On a side note, was it Ford or Dodge that has the truck that you can actually hook up a trailer (the sort a semi pulls) to it as a production model?


----------



## Mastodon (Feb 9, 2008)

Kevan said:


> I was referring to the Hummer line.
> Sorry for any confusion.
> 
> H2's and H3's are made for off-roading like Jessica Simpson is made for NASA.
> ...



Ah okay, my mistake.


----------



## Lucky Seven (Feb 9, 2008)

I have seen 650s hauling stuff before...


----------



## Variant (Feb 10, 2008)

Lucky Seven said:


> I have seen 650s hauling stuff before...



Yeah, but this one is spec'd out four hauling thousands of gallons of _*DOUCHE*_!!!


----------



## JPMDan (Feb 10, 2008)

Looks like a Dodge Ram with a bad case of the shits.


----------



## msherman (Feb 10, 2008)

There is a pickup version on the Bay.


eBay Motors: Ford : Other Pickups (item 160207132004 end time Feb-14-08 09:44:46 PST)


----------



## Groff (Feb 11, 2008)

IIRC Shaq has one of these. And it's pimptastic.


----------



## sakeido (Feb 11, 2008)

cadenhead said:


> [action=cadenhead]fails at multitasking.[/action]
> 
> On a side note, was it Ford or Dodge that has the truck that you can actually hook up a trailer (the sort a semi pulls) to it as a production model?

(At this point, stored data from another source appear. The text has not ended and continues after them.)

PR #807, opened 2021-07-09
Github workflows

abzcoding:
We should have some sort of testing, to make sure nothing breaks LunarVim, this is just an attempt to do so,
I'm open to suggestions

@ChristianChiarulli  @rebuilt  @rafamadriz

### DIFF
--- a/.github/workflows/install.yaml
+++ b/.github/workflows/install.yaml
@@ -1,0 +1,71 @@
+name: install
+on:
+  push:
+    branches: '**'
+  pull_request:
+    branches:
+      - 'master'
+      - 'release-[0-9]+.[0-9]+'
+
+jobs:
+  unixish:
+    name: ${{ matrix.os }} ${{ matrix.runner }}
+    strategy:
+      fail-fast: false
+      matrix:
+        include:
+          - runner: ubuntu-20.04
+            os: linux
+          - runner: macos-10.15
+            os: osx
+    runs-on: ${{ matrix.runner }}
+    if: github.event.pull_request.draft == false
+    steps:
+      - uses: actions/checkout@v2
+      
+      - name: Install dependencies for Linux
+        if: matrix.os == 'linux'
+        run: |
+          sudo apt-get install -y gettext libtool libtool-bin autoconf automake cmake g++ pkg-config unzip build-essential
+          sudo bash ./utils/bin/install-latest-neovim
+
+      - name: Installl dependencies for OSX
+        if: matrix.os == 'osx'
+        run: |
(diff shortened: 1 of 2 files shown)


Tastyep:
Great idea !

.github/workflows/install.yaml
```diff
@@ -0,0 +1,71 @@
...
+    runs-on: ${{ matrix.runner }}
+    if: github.event.pull_request.draft == false
+    steps:
+      - uses: actions/checkout@v2
+      
+      - name: Install dependencies for Linux
+        if: matrix.os == 'linux'
+        run: |
+          sudo apt-get install -y gettext libtool libtool-bin autoconf automake cmake g++ pkg-config unzip build-essential
+          sudo bash ./utils/bin/install-latest-neovim
```
Tastyep, line 30: We should not specify bash, if bash is required to run the script, then we should update the shebang

Tastyep (changes requested):

Tastyep:
While at it, could we add a formatting check ? `stylua --check` should do the job.

.github/workflows/install.yaml
abzcoding: Yeah, I think we should update it since we have `bash` in the readme for installation as well.

Tastyep (approved):

abzcoding:
> While at it, could we add a formatting check ? `stylua --check` should do the job.

ok why do we have [this much](https://github.com/abzcoding/LunarVim/runs/3028225889?check_suite_focus=true) formatting errors :sob:

abzcoding:
> > While at it, could we add a formatting check ? `stylua --check` should do the job.
> 
> ok why do we have [this much](https://github.com/abzcoding/LunarVim/runs/3028225889?check_suite_focus=true) formatting errors sob

#811 will address this :feelsgood:

.github/workflows/install.yaml
abzcoding: #803 has addressed this already

Tastyep: Then we only need to do `sudo ./utils/bin/install-latest-neovim`, right ?

Tastyep: While reviewing #803 I noticed a typo in the shebang of the installer, which is why you need to specify bash here.

ChristianChiarulli:
@abzcoding do you think this is ready?

abzcoding:
> @abzcoding do you think this is ready?

I think so, we should add new test cases later on

luxus:
@ChristianChiarulli can this be merged?

PR #827, opened 2021-07-10
Feature/nvimtree configuration

krsntn:
allow user to configure nvimtree setting in lv-config.lua file


utils/installer/lv-config.example.lua
```diff
@@ -28,6 +28,12 @@ O.plugin.indent_line.active = false
 O.plugin.zen.active = false
 O.plugin.zen.window.height = 0.90
 
+-- nvimtree
+O.nvimtree.side = "left"
```
abzcoding, line 32: I think it is better to comment these lines out. to show that you can change them
cause that would [change](https://github.com/ChristianChiarulli/LunarVim/blob/rolling/utils/installer/install.sh#L115) the behavior for new installs.

krsntn: Cool! got it. I have made new commits to comment it out.

abzcoding (approved):
thank you for your contribution

abzcoding:
nvim-tree is already user-configurable through `lua/core/nvimtree.lua`->`M.config` function

```lua
-- lv-config.lua

O.plugin.nvimtree.side = "right"
-- or any other config you want under O.plugin.nvimtree.
```

tree

PR #834, opened 2021-07-10
nvim-tree settings now read from the default lv-settings file

arxra:
The default setting for auto-closing wasn't used in the settings


abzcoding:
#827 will address this

abzcoding (approved):
nice catch :eyes:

The F450 can haul a LOT but still not a semi-style trailer. But it is peerless among relatively normal sized pickups.


----------



## djpharoah (Feb 11, 2008)

TheMissing said:


> IIRC Shaq has one of these. And it's pimptastic.


----------



## Groff (Feb 11, 2008)

cadenhead said:


> [action=cadenhead]fails at multitasking.[/action]
> 
> On a side note, was it Ford or Dodge that has the truck that you can actually hook up a trailer (the sort a semi pulls) to it as a production model?



I think that was a dodge. My friend and I were coming back from West Virgina, and on the highway (it was a little dark out) we thought we were passing a semi... It was a Dodge Ram that was uber rigged up. The lights even made it look like a semi. That thing was INSANE.

EDIT: I just read that the Alton F-650's CAT engine has provisions for a PTO!!  That's completely unnecessary, yet totally awesome.


----------